PR #1222, opened 2017-05-10
Always push a root stacking context

mrobinson:
This makes the logic simpler and fixes a bug where scrollbars were added
without a root stacking context.

---
This change is [Reviewable](https://reviewable.io/reviews/servo/webrender/1222)


mrobinson:
This fixes an issue uncovered in the Servo WebRender update.

kvark:
nice!
@bors-servo r+

PR #1223, opened 2017-05-10
Allow setting the scroll position of nodes without clamping

### LINKED ISSUE #1213: Figure out WebRender clamping of scroll offset
For gecko integration it would make my life a lot easier if WR offered a way to set a scroll position and didn't clamp it to the scroll bounds, or alternatively, allowed the caller to have more control over what it considers the scroll bounds.

Right now the `scroll_nodes` function in clip_scroll_tree.rs and the `set_scroll_origin` function in `clip_scroll_node.rs` both do a bit of clamping on the scroll position provided, but assume the minimum allowed scroll position is 0 and the maximum is the size of content rect minus the size of the viewport. For one thing this won't work for RTL pages, because on RTL pages you should start off at a scroll offset of x=0 and then scroll into negative x values for overflowing content.

But more relevant to APZ, we want to be able to set negative scroll offsets in webrender because the display list we send to WR already has a scroll offset baked into it, and a negative scroll offset would allow scrolling upwards/leftwards from that baked-in scroll offset. In other words, there is a mismatch between the displaylist that gecko produces and what WR assumes it's getting, and in order to scroll properly we need to be able to give WR negative scroll offsets. The other option of changing what gecko produces seems much more risky and error-prone.

/cc @mrobinson

mrobinson:
This change allows optionally setting arbitrary scroll positions on
scroll nodes in order to support more types of Gecko behavior. Content
will still be clipped normally, but can be moved arbitrarily. In order
to support full Gecko behavior we will need to prevent content from
being clipped as well, but that will come in a later change.

Fixes #1213.

---
This change is [Reviewable](https://reviewable.io/reviews/servo/webrender/1223)

### DIFF
--- a/webrender/src/clip_scroll_node.rs
+++ b/webrender/src/clip_scroll_node.rs
@@ -10,10 +10,10 @@ use renderer::VertexDataStore;
 use spring::{DAMPING, STIFFNESS, Spring};
 use tiling::PackedLayerIndex;
 use util::TransformedRectKind;
-use webrender_traits::{ClipId, ClipRegion, LayerPixel, LayerPoint, LayerRect, LayerSize};
-use webrender_traits::{LayerToScrollTransform, LayerToWorldTransform, PipelineId};
-use webrender_traits::{ScrollEventPhase, ScrollLayerRect, ScrollLocation, WorldPoint};
-use webrender_traits::{DeviceIntRect, WorldPoint4D};
+use webrender_traits::{ClipId, ClipRegion, DeviceIntRect, LayerPixel, LayerPoint, LayerRect};
+use webrender_traits::{LayerSize, LayerToScrollTransform, LayerToWorldTransform, PipelineId};
+use webrender_traits::{ScrollClamping, ScrollEventPhase, ScrollLayerRect, ScrollLocation};
+use webrender_traits::{WorldPoint, WorldPoint4D};
 
 #[cfg(target_os = "macos")]
 const CAN_OVERSCROLL: bool = true;
@@ -198,7 +198,7 @@ impl ClipScrollNode {
         LayerSize::new(overscroll_x, overscroll_y)
     }
 
-    pub fn set_scroll_origin(&mut self, origin: &LayerPoint) -> bool {
+    pub fn set_scroll_origin(&mut self, origin: &LayerPoint, clamp: ScrollClamping) -> bool {
         match self.node_type {
             NodeType::ReferenceFrame(_) => {
                 warn!("Tried to scroll a reference frame.");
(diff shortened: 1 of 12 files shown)


webrender/src/clip_scroll_node.rs
```diff
@@ -198,7 +198,7 @@ impl ClipScrollNode {
         LayerSize::new(overscroll_x, overscroll_y)
     }
 
-    pub fn set_scroll_origin(&mut self, origin: &LayerPoint) -> bool {
+    pub fn set_scroll_origin(&mut self, origin: &LayerPoint, clamp_to_bounds: bool) -> bool {
```
emilio: nit: Do you think it makes sense to have a `BoundsClampingMode` enum instead? Perhaps it's not too worth it, so just a suggestion :)

mrobinson: Yeah, I think that would be a better design. Let me make that change now...

wrench/reftests/scrolling/reftest.list
```diff
@@ -1,7 +1,8 @@
 == empty-mask.yaml empty-mask-ref.yaml
-== fixed-position.yaml fixed-position-ref.yaml
 == fixed-position-scrolling-clip.yaml fixed-position-scrolling-clip-ref.yaml
+== fixed-position.yaml fixed-position-ref.yaml
 == nested-scroll-offset.yaml nested-scroll-offset-ref.yaml
+== out-of-bounds-scroll.yaml out-of-bounds-scroll-ref.yaml
```
emilio: This test seems to be missing?

mrobinson: Okay. I've ensured that it's included now.

mrobinson:
@emilio Thanks for the review. I think my latest push fixes the issues that you mentioned.

webrender/src/clip_scroll_tree.rs
```diff
@@ -309,7 +309,7 @@ impl ClipScrollTree {
             node.finalize(&scrolling_state);
 
             if let Some(pending_offset) = self.pending_scroll_offsets.remove(clip_id) {
```
kvark: nit: we can destruct the tuple here

webrender_traits/src/api.rs
```diff
@@ -18,6 +18,12 @@ use {WebGLCommand, WebGLContextId};
 pub type TileSize = u16;
 
 #[derive(Clone, Deserialize, Serialize)]
+pub enum ScrollClamping {
```
kvark: let's move it after `ApiMsg` definition, to match what over used enums are doing

glennw:
@bors-servo r+

Let's merge this and fix the remaining nits as follow ups :)

mrobinson:
Nits addressed in https://github.com/servo/webrender/pull/1234.

PR #1227, opened 2017-05-10
Derive Hash and Eq for WebGL resource ids

MortimerGoro:
I need to use WebGL resources in a HashMap ;)

---
This change is [Reviewable](https://reviewable.io/reviews/servo/webrender/1227)


emilio:
Sounds reasonable.

@bors-servo r+

PR #1229, opened 2017-05-10
[WIP] Add coverage recording

jrmuizel:
Testing out coverage recording

---
This change is [Reviewable](https://reviewable.io/reviews/servo/webrender/1229)

### DIFF
--- a/.travis.yml
+++ b/.travis.yml
@@ -39,13 +39,7 @@ script:
   - if [ $BUILD_KIND = DEBUG ]; then (cargo test --all --verbose); fi
   - if [ $BUILD_KIND = RELEASE ]; then (cargo test --all --verbose); fi
   - if [ $BUILD_KIND = DEBUG ]; then (wget https://github.com/SimonKagstrom/kcov/archive/master.tar.gz &&
-                                        tar xzf master.tar.gz &&
-                                        cd kcov-master &&
-                                        mkdir build &&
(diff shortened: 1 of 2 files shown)


jrmuizel:
This looks like it has the same segfault problem that I get when running locally. I wonder why https://github.com/codecov/example-rust/blob/master/.travis.yml works

glennw:
@jrmuizel Do you want this kept open for now?

jrmuizel:
Yeah, let's just keep it open until it works if you don't mind.

jrmuizel:
It looks like the --verify flag was needed to get this working

kvark:
> ./wrench/headless.py:70: Line is longer than 120 characters

kvark:
Why do we have two identical `coverage` notifications?

glennw:
@jrmuizel Do we still want this open? It will need to be rebased if we do...

jrmuizel:
Yeah, though I wasn't getting the most useful data. I think it should probably be run on a debug build to get better information.

glennw:
@jrmuizel semi-regular question on if you still want this open?

jrmuizel:
Yeah, I'll try again at it when I care about it.

glennw:
Closing since it hasn't been rebased for a long time. We can re-open when planning to work on this again.

PR #1230, opened 2017-05-11
Mark as needed when blob image is same epoch.

mephisto41:
Otherwise, we'll hit assertion in https://github.com/servo/webrender/blob/master/webrender/src/resource_cache.rs#L177-L180

---
This change is [Reviewable](https://reviewable.io/reviews/servo/webrender/1230)


kvark:
I suppose that's fixed by  #1225 already

mephisto41:
Ah, you're right. Thanks for the information. Close this PR.

PR #1232, opened 2017-05-11
Make the AA for transforms more closely match that of the other shaders.

glennw:
This change is [Reviewable](https://reviewable.io/reviews/servo/webrender/1232)


glennw:
r? @kvark 

I've run this against the CSS/WPT tests. We don't need the inset hack now that we have the more robust method of running the non-transform shader.

The AA code still needs a lot of work, but this makes it consistent - and gives us correct results for clip rects that happen to be axis aligned.

PR #1234, opened 2017-05-11
Fix some nits from the review of #1223

mrobinson:
These were requested by @kvark.

---
This change is [Reviewable](https://reviewable.io/reviews/servo/webrender/1234)


kvark:
Thank you!
@bors-servo r+

PR #1235, opened 2017-05-11
Implement WebGL::GetVertexAttribOffset

MortimerGoro:
This change is [Reviewable](https://reviewable.io/reviews/servo/webrender/1235)

### DIFF
--- a/webrender_traits/src/webgl.rs
+++ b/webrender_traits/src/webgl.rs
@@ -73,6 +73,7 @@ pub enum WebGLCommand {
     GetAttribLocation(WebGLProgramId, String, MsgSender<Option<i32>>),
     GetUniformLocation(WebGLProgramId, String, MsgSender<Option<i32>>),
     GetVertexAttrib(u32, u32, MsgSender<WebGLResult<WebGLParameter>>),
+    GetVertexAttribOffset(u32, u32, MsgSender<WebGLResult<isize>>),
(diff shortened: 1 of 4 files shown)


webrender_traits/src/webgl.rs
```diff
@@ -73,6 +73,7 @@ pub enum WebGLCommand {
     GetAttribLocation(WebGLProgramId, String, MsgSender<Option<i32>>),
     GetUniformLocation(WebGLProgramId, String, MsgSender<Option<i32>>),
     GetVertexAttrib(u32, u32, MsgSender<WebGLResult<WebGLParameter>>),
+    GetVertexAttribOffset(u32, u32, MsgSender<WebGLResult<isize>>),
```
kvark: I'm slightly concerned about the naming here, given that `GetVertexAttribOffset` translates to `get_vertex_attrib_pointer_v` call. I fully agree that the semantics is much better with `*Offset`, but is it fine to (i.e. is this the only case of) have the WR webgl command name not exactly matching the underlying GL call?

MortimerGoro: I used GetVertexAttribOffset because that's how the WebGL method is named: https://www.khronos.org/registry/webgl/specs/latest/1.0/#5.14.10 WebGL methods generally match the ones in OpenGL ES, but not with this one.

kvark:
Makes sense, thanks!
@bors-servo r+

PR #2204, opened 2017-12-08
Make sure we mulitply by byte_per_pixel when computing byte offsets.

jrmuizel:
This fixes us getting confused by dirty rects when doing image updates.

---
This change is [Reviewable](https://reviewable.io/reviews/servo/webrender/2204)

### DIFF
--- a/wrench/src/rawtest.rs
+++ b/wrench/src/rawtest.rs
@@ -220,15 +220,16 @@ impl<'a> RawtestHarness<'a> {
             resources,
         );
         self.wrench.api.generate_frame(document_id, None);
+        let pixels_first = self.render_and_get_pixels(window_rect);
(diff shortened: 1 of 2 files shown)


wrench/src/rawtest.rs
```diff
@@ -254,11 +255,46 @@ impl<'a> RawtestHarness<'a> {
...
+            builder.finalize(),
+            false,
+            resources,
+        );
+
+        self.wrench.api.generate_frame(document_id, None);
+
+        let pixels_third = self.render_and_get_pixels(window_rect);
+
+        assert!(pixels_first == pixels_second);
```
kvark: nit: there are `assert_eq!` and `assert_ne!`

PR #2205, opened 2017-12-08
Use a more conservative approach for inner rect calculation

mrobinson:
This is a temporary workaround for a Gecko issue with the conservative
inner rect calculation for clips. In this case we just don't calculate
an inner rect when faced with a non-axis-aligned transformation.

---
This change is [Reviewable](https://reviewable.io/reviews/servo/webrender/2205)

### DIFF
--- a/webrender/src/clip.rs
+++ b/webrender/src/clip.rs
@@ -10,7 +10,7 @@ use freelist::{FreeList, FreeListHandle, WeakFreeListHandle};
 use gpu_cache::{GpuCache, GpuCacheHandle, ToGpuBlocks};
 use prim_store::{ClipData, ImageMaskData};
 use resource_cache::ResourceCache;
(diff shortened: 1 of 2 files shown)


mrobinson:
Here's the Gecko try run for this change: https://treeherder.mozilla.org/#/jobs?repo=try&revision=b370376404d4d6c001a5f92c9a227b8303ac213b

Once we confirm that the Talos test is passing, this should be okay to merge.

mrobinson:
@kvark Unfortunately, it is not exactly the same, because Gecko is still using an older version of Euclid. This required me to use the original version of `calculate_screen_bounding_rect` for the try push. I can update this PR to include that as well.

kvark:
@mrobinson nah, it's fine. We can wait for your new try push's Talos result.

mrobinson:
@kvark Okay. I'm fairly certain the changes you made to `calculate_screen_bounding_rect` did not change behavior.

PR #2207, opened 2017-12-09
pass subpixel dir to shader via glyph instances instead of text run

lsalzman:
This is a follow-up to #2198. I overlooked cs_text_run, which will also need to know about subpx_dir. Since we don't break up batches for these text shadow glyphs, and since subpixel direction now depends on the glyph format which is size/transform dependent, it just made a lot more sense to pass it in via the (now) unused user_data2 in the glyph instance. This also moves some decision logic out of the shader. Since all these parameters get routed out of prim.user_dataN almost straight to fetch_glyph, it makes some sense to put subpx_dir there anyway.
::::::::
* What is being asked *
Above are the entries; repeat their lines exactly, from the first through the one that contains "For gecko integration".

* Output of the task *
PR #1222, opened 2017-05-10
Always push a root stacking context

mrobinson:
This makes the logic simpler and fixes a bug where scrollbars were added
without a root stacking context.

---
This change is [Reviewable](https://reviewable.io/reviews/servo/webrender/1222)


mrobinson:
This fixes an issue uncovered in the Servo WebRender update.

kvark:
nice!
@bors-servo r+

PR #1223, opened 2017-05-10
Allow setting the scroll position of nodes without clamping

### LINKED ISSUE #1213: Figure out WebRender clamping of scroll offset
For gecko integration it would make my life a lot easier if WR offered a way to set a scroll position and didn't clamp it to the scroll bounds, or alternatively, allowed the caller to have more control over what it considers the scroll bounds.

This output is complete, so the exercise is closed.